# Exercise objective
In the entries below, find every line with the string "sure" and copy it.

# Records for the task
____________________
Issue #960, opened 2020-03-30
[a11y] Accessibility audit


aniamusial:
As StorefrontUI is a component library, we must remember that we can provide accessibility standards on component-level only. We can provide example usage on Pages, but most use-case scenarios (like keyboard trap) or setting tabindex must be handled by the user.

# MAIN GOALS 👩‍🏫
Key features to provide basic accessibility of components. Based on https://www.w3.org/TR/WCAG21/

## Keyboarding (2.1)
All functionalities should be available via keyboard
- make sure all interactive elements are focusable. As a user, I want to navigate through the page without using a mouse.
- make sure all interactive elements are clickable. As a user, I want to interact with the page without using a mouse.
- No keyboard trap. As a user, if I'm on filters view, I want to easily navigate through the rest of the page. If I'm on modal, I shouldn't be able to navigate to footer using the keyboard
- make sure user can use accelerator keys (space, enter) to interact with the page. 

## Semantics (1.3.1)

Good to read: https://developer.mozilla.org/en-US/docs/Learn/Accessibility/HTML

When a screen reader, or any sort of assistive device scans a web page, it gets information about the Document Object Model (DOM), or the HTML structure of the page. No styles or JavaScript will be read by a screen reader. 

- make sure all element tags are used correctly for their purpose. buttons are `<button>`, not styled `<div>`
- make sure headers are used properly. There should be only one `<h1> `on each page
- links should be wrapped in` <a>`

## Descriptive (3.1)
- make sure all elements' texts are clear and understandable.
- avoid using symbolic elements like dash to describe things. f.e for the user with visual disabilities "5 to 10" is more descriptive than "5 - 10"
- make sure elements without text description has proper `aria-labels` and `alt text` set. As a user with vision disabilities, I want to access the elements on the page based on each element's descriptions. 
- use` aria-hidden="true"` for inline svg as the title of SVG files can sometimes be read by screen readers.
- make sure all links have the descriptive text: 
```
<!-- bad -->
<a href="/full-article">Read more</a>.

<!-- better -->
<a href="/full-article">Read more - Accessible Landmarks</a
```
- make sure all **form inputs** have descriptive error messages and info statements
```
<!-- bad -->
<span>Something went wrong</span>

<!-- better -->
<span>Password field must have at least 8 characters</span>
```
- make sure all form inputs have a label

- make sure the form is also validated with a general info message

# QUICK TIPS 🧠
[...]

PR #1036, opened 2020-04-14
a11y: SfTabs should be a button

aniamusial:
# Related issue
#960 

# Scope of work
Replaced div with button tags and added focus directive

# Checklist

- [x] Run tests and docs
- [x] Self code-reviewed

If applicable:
____________________
# Task solution
- make sure all interactive elements are focusable. As a user, I want to navigate through the page without using a mouse.
- make sure all interactive elements are clickable. As a user, I want to interact with the page without using a mouse.
- make sure user can use accelerator keys (space, enter) to interact with the page. 
- make sure all element tags are used correctly for their purpose. buttons are `<button>`, not styled `<div>`
- make sure headers are used properly. There should be only one `<h1> `on each page
- make sure all elements' texts are clear and understandable.
- make sure elements without text description has proper `aria-labels` and `alt text` set. As a user with vision disabilities, I want to access the elements on the page based on each element's descriptions. 
- make sure all links have the descriptive text: 
- make sure all **form inputs** have descriptive error messages and info statements
- make sure all form inputs have a label
- make sure the form is also validated with a general info message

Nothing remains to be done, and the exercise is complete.